Wäre dankbar für einige Bilder und Eindrücke fernab von Werbung und Geprotze.


----------



## chris29 (4. August 2007)

Moin!
Ich habe (noch) das Orbea Alma Carbon im Keller. Mir bietet Carbon nich so große Vorteile. Zu deinen Punkten:
Gewicht: 1050 - 1500 Gramm wiegen die so, meiner 1200 Gramm, mein Juke aus Alu dagegen 1315, also auch nicht so viel mehr.

Detaillösungen:Sind auch nicht besser als Alurahmen. Schön sind die organischen Formen und Rohrübergänge. Wichtig ist das im Bereich der rechten Kettenstrebe nahe des Tretlagers ein Metallteil eingeklebt ist, da sonst beim Kettenklemmer das Carbonlaminat beschädigt werden kann.

Was an meinem Rahmen fehlt? Nichts eigentlich.

V- Brakeaufnahmen finde ich füpr meinen Teil unnötig, da veraltet.

Schadenserfahrung: Ich finde das ein Carbonrahmen doch um einiges empfindlicher ist.
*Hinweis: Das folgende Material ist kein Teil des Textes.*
PR #3042, opened 2021-02-03
Set a minimum value for fontSize setting

### LINKED ISSUE #3041: Insomnia Preference Interface Font Size selector can go below the min value
When using Insomnia on a high resolution display (1440p in this case) the font size defaults may be insufficient. When changing these settings within the options menu both the `Interface Font Size (px)` and `Editor Font Size (px)` values can be set below the minimum threshold of 8 px. While this isn't an issue for the `Editor Font Size (px)` and can be easily fixed, setting this value incorrectly for the `Interface Font Size (px)` such as backspacing from 13 to 1 to 18 can result in the following behavior:

https://user-images.githubusercontent.com/1396878/106685202-c7f4ee80-657c-11eb-9c6a-252b0544ff2c.mp4

**To Reproduce**
1. Go to `Application`
2. Click on `Preferences`
3. Change `Interface Font Size (px)` to a value lower than 8 using keyboard input
4. See the rendering problem that occurs

**Expected behavior**
I expect the interface to be no smaller than the 8 px minimum specified.

**Screenshots**
Video provided above.

 - OS: Windows 10
 - Installation Method: Git clone
 - App Version: Latest development commit

gravyboat:
Closes #3041 

Small fix for #3041. This sets the minimum possible `fontSize` value that can be set via the preferences menu to 8 as specified in https://github.com/Kong/insomnia/blob/develop/packages/insomnia-app/app/ui/components/settings/general.js#L271

This is what the fix looks like:

https://user-images.githubusercontent.com/1396878/106687643-62efc780-6581-11eb-9e19-711903005b84.mp4

When coming to this solution I considered a couple of options that included things such as creating a new `fontMinimum` settings value that was passed through, or creating a new `BaseSettings` value but decided against it due to the complexity that would add without a lot of gain. There was already precedent set for this sort ternary check, though I'm not super happy about it being a static value though a new const could be declared in `setFont`. I didn't pass through any sort of `min` variable because I was concerned about how `_handleFontSizeChange` would be impacted if I changed the type of `el` from `SyntheticEvent<HTMLInputElement>`.

This also doesn't fix `editorFontSize` (noted it was also a small problem in the original issue) as the way that is set is different and there is no `editor-font-size` property to set so it doesn't work any way.


develohpanda (approved):
Thanks for the PR, and nice catch. Just pulled this PR down to test and it seems to be working, although I have an observation! 😄 

In the current state, I can have 1px saved in settings (and visible under preferences), but the UI renders at 8px. While this looks odd, and IMO is not a deal-breaker for this use case, I think it might be worth a short investigation.

I wonder if we can use a slightly different approach where the font size is not persisted in settings unless it is an acceptable value? This might be a little involved as it seems the min/max attributes only apply when using arrows on the input. Perhaps we could use `onBlur` instead of `onChange`? 🤔 In any case I don't think there's a clear-cut solution for it.

> I'm not super happy about it being a static value though a new const could be declared in setFont

This can be placed in `constants.js`, which already contains constants of this nature 👍🏽 
https://github.com/Kong/insomnia/blob/26fb78ab99f3d16858fd4afe76d9ca3ba8fe7d92/packages/insomnia-app/app/common/constants.js#L140-L151

develohpanda (changes requested):
Oops my bad, I hit approve although there is an item worth investigating! Once you have a chance to look at it, we can re-review 🤗

gravyboat:
> I wonder if we can use a slightly different approach where the font size is not persisted in settings unless it is an acceptable value?

This would definitely solve part of the issue with the visual aspect. There would still be the problem that you can close the settings with an invalid value which is then silently reset and that seems like bad UX. What if we disallow closing the preference or swapping to a different tab while an invalid minimum value is set? Though that would be a bit of an undertaking to ensure it's handled properly everywhere...

> Perhaps we could use `onBlur` instead of `onChange`?

I think that's a good idea and it's a big improvement. We can't use that for the editor text size but since it's in the background it doesn't matter as much and isn't nearly as jarring. Good idea!

> This can be placed in `constants.js`, which already contains constants of this nature

Okay great I'll move it there. I was also thinking we could bump the font max to `24` instead of `20` for accessibility issues in case a user has a visual impairment. If there is some sort of "setting reset" implemented I don't think it should apply to the upper limit. It's a small edge case but there may be users that need a font size larger than `24`, but it still makes sense to keep it as the soft limit to avoid breaking the UI.

Edit: I'm thinking of displaying an error/alert when a value is set incorrectly for the font size. I'll work on it a bit.

develohpanda:
> What if we disallow closing the preference or swapping to a different tab while an invalid minimum value is set? Though that would be a bit of an undertaking to ensure it's handled properly everywhere...

I agree this will be pretty tricky and probably not worth the effort.

See how far you get with a short investigation; @nijikokun could you please provide some product input on the above comments and whether the following statement is a blocker? I encourage you to pull down this PR and run it to see how it behaves.

> In the current state, I can have 1px saved in settings (and visible under preferences), but the UI renders at 8px. While this looks odd, and IMO is not a deal-breaker for this use case, I think it might be worth a short investigation.

gravyboat:
Added the constants as suggested and a potential option where a `showAlert` dialog is shown to notify the user the value cannot be set below 8. It does reset the value on the back end but the text box in the UI doesn't update currently.

Demo:

https://user-images.githubusercontent.com/1396878/107327688-5f1ce300-6a62-11eb-8dd3-bbfe988d3056.mp4

gravyboat:
Moved things to consolidate and I noticed rendering was a bit slow where it was. I'm not quite sure of the best way to force the update in the `input` box yet. I thought about maybe tracking the state like `fonts` and `fontsMono`, but the problem is `renderTextSettings` since it's used everywhere. Maybe tracking the state then doing something like this inside `renderTextSetting` would be an option (this doesn't update the text box still):

```
    return (
        <label>
          {label}
          {help && <HelpTooltip className="space-left">{help}</HelpTooltip>}
          {name === 'fontSize' ? (
            <input
              type={props.type || 'text'}
              name={name}
              defaultValue={settings[name]}
              value={this.state.interfaceFontSize}
              {...props}
              onChange={props.onChange || this._handleUpdateSetting}
            />
          ) : (
            <input
              type={props.type || 'text'}
              name={name}
              defaultValue={settings[name]}
              {...props}
              onChange={props.onChange || this._handleUpdateSetting}
            />
          )}
        </label>
      </div>
    );
```

This is pretty messy though...

nijikokun:
> There would still be the problem that you can close the settings with an invalid value which is then silently reset and that seems like bad UX

I agree with this, resetting is not great, a common pattern for these issues is when the user sets a value below the threshold it snaps to the threshold value along with a tooltip that describes the allowed minimum / maximum value. Additionally, any value lower or higher than the threshold also snaps to the threshold value as well.

develohpanda:
Nice investigations! I agree the ternary inside `renderTextSettings` is not ideal because it's specific to the `fontSize` number input. The alert also is functional but it seems a little intrusive.

Regardless of what UX approach is used (as per Niji's response above), I think this is achievable as a general pattern for number entries using something like the following, inside `_handleUpdateSetting`. There's no need to modify the method signature because you already have access to the min/max attributes on the `currentTarget`

```js
const el = e.currentTarget;
if (el.type === 'number') {
  value = parseInt(el.value, 10) || 0;
  const min = parseInt(el.min, 10);
  const max = parseInt(el.max, 10);

  const lessThanMax = Number.isNaN(max) || value <= max;
  const moreThanMin = Number.isNaN(min) || value >= min;
  const between = lessThanMax && moreThanMin;

  // If not between, exit early
  // or snap to min
  // or snap to max
  if (!lessThanMax) {
    value = max;
  }
}

this.props.updateSetting(el.name, value);
```

gravyboat:
> along with a tooltip that describes the allowed minimum / maximum value.

@nijikokun What would the tooltip look like to you? Right now it gets the orangish outline and then on hover over says what the actual minimum would be. I looked through some of the existing tooltips, I guess maybe show a modified tooltip that actually has the text in red or something? I'm open to ideas since it seems like the alert is understandably seen as being a bit aggressive.

@develohpanda Something like this? If there's a `!between` check that returns early there will need to be some value setting in there I think.
```
  async _handleUpdateSetting(e: SyntheticEvent<HTMLInputElement>): Promise<Settings> {
    const el = e.currentTarget;
    let value = el.type === 'checkbox' ? el.checked : el.value;

    if (el.type === 'number') {
      value = parseInt(value, 10) || 0;
      const min = parseInt(el.min, 10);
      const max = parseInt(el.max, 10);

      const lessThanMax = Number.isNaN(max) || value <= max;
      const moreThanMin = Number.isNaN(min) || value >= min;
      const between = lessThanMax && moreThanMin;

      if (!between) {
        // snap code here
        return;
      }

      if (!lessThanMax) {
        value = max;
      }
    }

    if (el.value === '__NULL__') {
      value = null;
    }

    return this.props.updateSetting(el.name, value);
  }
  ```
I like the idea of moving it in to `_handleUpdateSetting` 👏 The thing I'm not sure about with this is that it still doesn't handle the rendering of the actual component and "snapping" it back to the appropriate value visually. Maybe this is just my lack of experience with class based instead of functional components, but doesn't the state now need to be tracked to properly rerender the component? I guess the only option is to refresh the entire `General` component?

**Comment by gravyboat** [comment]
Quick update to implement the `_handleUpdateSetting` logic, as well as ensuring that the invalid setting is never allowed to be saved and reverts back. The video doesn't capture the hover over when there's an invalid value:

https://user-images.githubusercontent.com/1396878/107584839-0a887d80-6bb2-11eb-89c1-97a934c296ab.mp4

Screenshot of the existing hover over tooltip:

error_tooltip

File: packages/insomnia-app/app/ui/components/settings/general.js [hunk 1]
```diff
@@ -74,11 +78,21 @@ class General extends React.PureComponent<Props, State> {
...
+      const min = parseInt(el.min, 10);
+      const max = parseInt(el.max, 10);
+
+      const lessThanMax = Number.isNaN(max) || value <= max;
+      const moreThanMin = Number.isNaN(min) || value >= min;
+      const between = lessThanMax && moreThanMin;
+
+      if (!between) {
+        value = !lessThanMax ? max : min;
+      }
```
develohpanda: This condition might be more understandable with a couple of minor changes to the variables. 😄 

Something like:
```js
if (moreThanMax) {
	value = max;
} else if (lessThanMin) {
	value = min;
}
```

packages/insomnia-app/app/ui/components/settings/general.js
```diff
@@ -268,9 +283,9 @@ class General extends React.PureComponent<Props, State> {
             </label>
           </div>
           {this.renderNumberSetting('Interface Font Size (px)', 'fontSize', '', {
-            min: 8,
-            max: 20,
-            onChange: this._handleFontSizeChange,
+            min: MIN_INTERFACE_FONT_SIZE,
+            max: MAX_INTERFACE_FONT_SIZE,
+            onBlur: this._handleFontSizeChange,
```
develohpanda, line 301: Looks like this can now work properly with `onChange` but I'd say it's better to go with `onBlur`. 👌🏽 

With `onChange`, even though it doesn't go below the 8px minimum, the UI jumping around between changing from `12` to `1` to `18` is still not a nice experience.

develohpanda (approved):
🔥 

> Right now it gets the orangish outline and then on hover over says what the actual minimum would be.

This seems fine to me.

> and "snapping" it back to the appropriate value visually

What you've got in the latest commit seems OK to me to be honest. It shows the above error if out of bounds; it doesn't set the UI font to absurd values like 1px, and it resets to the min/max when reopening the modal.

If however, you wanted the UI to snap back visually, immediately, you could try apply a unique `key` attribute to the element which would tell React to re-mount that element, or yes, force an update on the entire `General` component. If you wanted to explore this route, here's an example of `forceRefreshKey` used in `wrapper.js`

https://github.com/Kong/insomnia/blob/26fb78ab99f3d16858fd4afe76d9ca3ba8fe7d92/packages/insomnia-app/app/ui/components/wrapper.js#L205

gravyboat:
> If however, you wanted the UI to snap back visually, immediately, you could try apply a unique key attribute to the element which would tell React to re-mount that element, or yes, force an update on the entire General component. If you wanted to explore this route, here's an example of forceRefreshKey used in wrapper.js

After further consideration on this I don't think having it automatically snap back is a good idea. That means users never see the out of bounds notification while also being prevented from entering in values which are out of bounds which is confusing UX and I could see it leading to further issues.

DMarby (approved):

Sturz usw.

An meinem Rahmen reist das Schltauge eher ab als das der Rahmen Schaden nimmt, hab ich leider schon mal ausprobiert.

Ansonsten hatte ich keine Schäden durch Bremsaufnahmen oder sonstiges, wichtig: Drehmomente beachten!!


----------



## MTB-News.de




----------



## B.Z. (4. August 2007)

chris29 schrieb:


> Schadenserfahrung: Ich finde das ein Carbonrahmen doch um einiges empfindlicher ist. Sturz usw.
> 
> ...
> 
> An meinem Rahmen reist das Schltauge eher ab als das der Rahmen Schaden nimmt, hab ich leider schon mal ausprobiert.
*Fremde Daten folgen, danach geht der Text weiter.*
PR #3054, opened 2021-02-05
Stop automatically appending .git to git repository URLs

### LINKED ISSUE #2095: Cannot use Azure DevOps git repo in Insomnia Designer
**Describe the bug**
In the designer when try to import a git repo hosted in Azure DevOps, nothing happens. 

**To Reproduce**
1. Open Designer
2. Click on 'Create' -> 'Git Clone'
3. Configure using Azure DevOps git repo
4. Click 'Done' and observe nothing happens.
5. Open Developer Tools
6. Observe error message "HTTPError: HTTP Error: 404 Not Found"

**Expected behavior**
New Workspace to be added based on the repo

 - App: Insomnia Designer
 - OS: macOS 10.14.5
 - Installation Method: Package downloaded from website
 - App Version: 2020.1.3

**Additional context**
I did some troubleshooting and found out that, insomnia appends string ".git" to the provided git url. This works with github. But some services live Azure DevOps doesn't support .git URL and returns 404 when queried.

**Workaround**
As a workaround I renamed Azure Git Repo to end with .git (Ex: backend.git). Then when configuring Insomnia I used the url without the .git portion.

DMarby:
Fixes #2095
Fixes INS-367

Tested by creating a repo on Azure DevOps and successfully interacting with it, before this PR all operations against it fails.

I've added a migration so that existing repositories that didn't have `.git` at the end of the URL gets it appended, so that the new behaviour only applies to new repositories.
I tested this by setting up a new workspace with a GitHub repo and leaving out the `.git` part of the URL, then applying this PR and verifying that it could still sync.


packages/insomnia-app/app/models/git-repository.js
```diff
@@ -31,10 +32,27 @@ export function init(): BaseGitRepository {
...
+  return doc;
+}
+
+// Append .git to old git URIs to mimic previous isomorphic-git behaviour
+function _migrateURI(doc: GitRepository): GitRepository {
+  if (doc.uriHasBeenMigrated) {
+    return doc;
+  }
+
+  if (!doc.uri.endsWith('.git')) {
```
DMarby: Reason for doing it this way rather then parsing the URL is that it's how `isomorphic-git` did it, so to ensure that we mimic the behaviour we do it the same way: https://github.com/isomorphic-git/isomorphic-git/blob/9176a3a7f0a28b059b0aae135ce5f325f5d737ec/src/managers/GitRemoteHTTP.js#L53

packages/insomnia-app/app/models/git-repository.js
```diff
@@ -12,6 +12,7 @@ type BaseGitRepository = {
     name: string,
     email: string,
   },
+  uriHasBeenMigrated: boolean,
```
DMarby: Not super nice to need to add a new property for this, but not sure of a better approach since we only want to run this migration for old entries.

packages/insomnia-app/app/ui/components/dropdowns/git-sync-dropdown.js
```diff
@@ -185,7 +185,10 @@ class GitSyncDropdown extends React.PureComponent<Props, State> {
         if (gitRepository) {
           await models.gitRepository.update(gitRepository, patch);
         } else {
-          const repo = await models.gitRepository.create(patch);
+          const repo = await models.gitRepository.create({
+            ...patch,
+            uriHasBeenMigrated: true,
```
develohpanda: I think patching this flag should be done within the `create` function rather than out here. If I understand correctly, _any_ time the user will create a git repo in future, this should _always_ be set to true.

In this case it seems possible to contain a flag related to model migration to the model itself, which feels safer.

packages/insomnia-app/app/models/__tests__/git-repository.test.js
```diff
@@ -0,0 +1,33 @@
...
+
+    await models.gitRepository.migrate(oldRepoWithSuffix);
+    await models.gitRepository.migrate(oldRepoWithoutSuffix);
+    await models.gitRepository.migrate(newRepoWithSuffix);
+    await models.gitRepository.migrate(newRepoWithoutSuffix);
+
+    expect(oldRepoWithSuffix.uri).toBe('https://github.com/foo/bar.git');
+    expect(oldRepoWithoutSuffix.uri).toBe('https://github.com/foo/bar.git');
+    expect(newRepoWithSuffix.uri).toBe('https://github.com/foo/bar.git');
+    expect(newRepoWithoutSuffix.uri).toBe('https://github.com/foo/bar');
```
develohpanda: Also want to test that for all instances, the flag `uriHasBeenMigrated` is set (or retained) as `true`.

packages/insomnia-app/app/models/git-repository.js
develohpanda: I agree, not nice to add a one-time entry, but it does seems necessary. There exist database repair scripts which run once on launch (as opposed to model migrations which can run more frequently).

You'd still need a flag somewhere but perhaps `_repairDatabase` is a better place to migrate? Not really fussed, but since this is a one-time migration it might be better in the repair 🤔 

https://github.com/Kong/insomnia/blob/b135a2c637768b5a21ae68a7e39e4ca8e5785ff0/packages/insomnia-app/app/common/database.js#L689-L699

develohpanda (changes requested):
Nice! Seems to be working, I tested with a git repo without the suffix, applied this PR and saw the suffix had been added as expected. 🎉 

A couple of comments to do with how and where `uriHasBeenMigrated` is set and extending the unit test which I think are worth addressing. 

Additionally, I think we need some UI prompts to make sure users don't see 404s if they don't suffix with `.git` manually.

For example, if you try to create a fresh clone of `https://github.com/develohpanda/designer` (note, no suffix), you get 404s while previously, it worked. Perhaps a tooltip or active warning which explains the requirement to suffix with `.git` _except_ in the currently known case with Azure DevOps.

nijikokun:
> Additionally, I think we need some UI prompts to make sure users don't see 404s if they don't suffix with `.git` manually.

Let's not display assumptions about git systems, we know this is the case for this system, but not others and we might ultimately give the user bad advice while attempting to act in good faith. 

If it's a requirement, the input should be sufficient enough, anything further and perhaps in later iterations after we see instances of issue we can add a link to some documentation about specific systems external to the application where we can maintain without updating the application itself.

develohpanda:
> Let's not display assumptions about git systems, we know this is the case for this system, but not others and we might ultimately give the user bad advice while attempting to act in good faith.
> 
> If it's a requirement, the input should be sufficient enough, anything further and perhaps in later iterations after we see instances of issue we can add a link to some documentation about specific systems external to the application where we can maintain without updating the application itself.

The input doesn't seem to check whether `.git` is provided, and we don't mention anywhere that `.git` _needs_ to be provided as the suffix. From my testing and the isomorphic-git documentation, the `.git` suffix is a requirement for GitHub (and likely for GitLab). Omitting the `.git` suffix only seems to work for Azure DevOps. Previously it would automatically add the suffix if it was missing; now it needs to be manually added.

This means, that with GitHub for example, what worked before will seemingly stop working for new clones/repositories (a migration was added for existing repositories).

Given this behavior I think we need to say _something_, even if it is a tool-tip with a link to docs next to the label (like the auth token, for example, below)

image

nijikokun:
> don't mention anywhere that `.git` _needs_ to be provided as the suffix

It's here on the input:
image

develohpanda:
Really doesn't feel like a placeholder is sufficient at explaining the requirement that exists for almost all use cases, but I'll leave that up to you - not a blocker for me, just want to make it quite clear to users.

When a user sees a 404 error with no additional error information provided, they tend to look for the tool-tip, not at the placeholder (which will no longer be visible).

packages/insomnia-app/app/models/__tests__/git-repository.test.js
DMarby: Good catch 👍

packages/insomnia-app/app/ui/components/dropdowns/git-sync-dropdown.js
DMarby: Agreed, harder to miss setting it with a create function, done 👍

packages/insomnia-app/app/models/git-repository.js
DMarby: I think that sounds like a better place to put it, done.

packages/insomnia-app/app/models/git-repository.js
```diff
@@ -31,15 +32,19 @@ export function init(): BaseGitRepository {
       name: '',
       email: '',
     },
+    uriNeedsMigration: true,
```
develohpanda, line 35: 👍🏽

packages/insomnia-app/app/models/git-repository.js
```diff
@@ -31,15 +32,19 @@ export function init(): BaseGitRepository {
...
 
-export function migrate<T>(doc: T): T {
+export function migrate(doc: GitRepository): GitRepository {
   return doc;
 }
 
 export function create(patch: $Shape<GitRepository> = {}): Promise<GitRepository> {
-  return db.docCreate(type, patch);
+  return db.docCreate(type, {
+    uriNeedsMigration: false,
```
develohpanda, line 45: 🔥

develohpanda (approved):
Looking good! The discussion above about a tool-tip vs placeholder is not a blocker for this PR 😄

swone1990:
Hey not sure but i tought the issue with the .git suffix is solved.
I still can not checkout AzureDevops Repositories, because the suffix got apppended.

Did I miss something in this Issue?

Diese 2 Punkte widersprechen sich doch eigentlich?! Wurde der Rahmen bei einem Sturz schon mal beschädigt?

Meine Erfahrungen beziehen sich jetzt auf die 3. Saison mit einem Scott Genius.

Fazit:

Der Rahmen ist nicht empfindlich. Ich habe neben diversen Umfallern und Wegrutschern letzte Saison 2 wirklich üble Stürze gehabt. Die Lackoberfläche wurde dabei partiell verkratzt, auch nicht anders als bei einem Alu-Rahmen.

Bei einem Sturz (Abgang downhill über den Lenker, sehr steil, das bike hat sich überschlagen) ist der Ritchey-Carbonlenker gebrochen, aber der Rahmen hat nichts abbekommen. Ich selbst musste zum Nähen ins KH und sah auch ansonsten übel aus...  

Beim 2.Sturz habe ich einen Straßengraben übersehen, bin reingefahren und dann mit der Gabel voll gegen das Betonrohr der Überfahrt geknallt. Wieder übler Abgang über den Lenker, das bike hatte gar nichts.

Kritikpunkte, die auf das Material Carbon zurückzuführen sind, kann ich keine sehen, außer das man, wie schon geschrieben, sehr sorgfältig auf die Drehmomente achten muss und das es öfters schwierig bis unmöglich ist, das bike aufgrund der Geometrie und Rohrdurchmesser mit den meisten Auto-Fahrradhaltern zu transportieren.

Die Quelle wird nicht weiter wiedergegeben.